As background, the  General Services Administration (GSA) leased the Old Post Office Pavilion to Trump. The lease let him convert the old building into a luxury hotel. After he became president, Democrats raised concerns about both the bidding process for the building and potential conflicts of interest when Trump served as president. Trump denied any wrongdoing. The Democrats then demanded documents about the hotel from the GSA, which refused.

The Supreme Court agreed to hear the appeal of the Biden Justice Department around the same time that the Democrats dismissed the dispute in a lower court. Both sides, Democrats on one and the DOJ on the other, then wrote to SCOTUS and requested that it toss the case as moot.

The Democrats, who didn’t want SCOTUS to hear the case anyway, said, “Here, respondents do not appear to have formally withdrawn their Section 2954 request or explicitly renounced any attempt to seek the disputed documents in the future. But under the circumstances, their notice in the district court and letter to this Court should be regarded as a definitive abandonment of their claims.

The DOJ, for its part, said, “Three weeks after the Court granted review, respondents filed a notice of voluntary dismissal in district court. Although that notice does not of its own force terminate proceedings in this Court, respondents’ abandonment of their claims does render this case moot.


They did so in a brief order Monday. In it they both vacated the lower court’s ruling and send the case back with orders to dismiss it. Biden’s appointee, Justice Ketanji Jackson, dissented and said she would have dismissed the case via a different procedural mechanism.

In any case, the original cause of the case had been mooted from a practical perspective even before the dismissal of the case, as the Democrat members of Congress had managed to obtain most of the documents at issue by other means.
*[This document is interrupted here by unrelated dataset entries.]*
PR #277, opened 2019-05-09
Fix fetching of history items and bug fixes

### LINKED ISSUE #275: api returns duplicate history items due to limit argument
In case the offset is lower than the negative of the number of all history events, the offset is set to 0. That's expected, but apparently the limit is not decreased by the difference, which leads to duplicate history items being returned by the API.

### LINKED ISSUE #279: ui: Show correct text for projected_budget_updated and projected_budget_deleted in history
When projected budgets are edited or deleted, there is no text displayed, only the event type. 

This is solved by adding an entry in the `stringifyHistoryEvent` and corresponding entries in the language files.

mathiashoeld:
# What was changed
## Fetching of history items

However, by agreeing to moot the case, SCOTUS lost the opportunity to decide to what extent the minority party in Congress can use the “Seven Member Rule” to scrutinize a presidential administration. The DOJ had asked SCOTUS to declare that Democrats could not sue to enforce the Seven Member Rule, which allows any group of seven members of the House Committee on Oversight and Accountability or any five members of the Senate Homeland Security Committee to ask for information from executive agencies so long as the information is within their purview

Regardless of this outcome, former President Donald Trump is still facing a slew of legal battles. For example, the trial federal case against him for his handling of classified documents that is taking place in Florida is set to begin on August 14.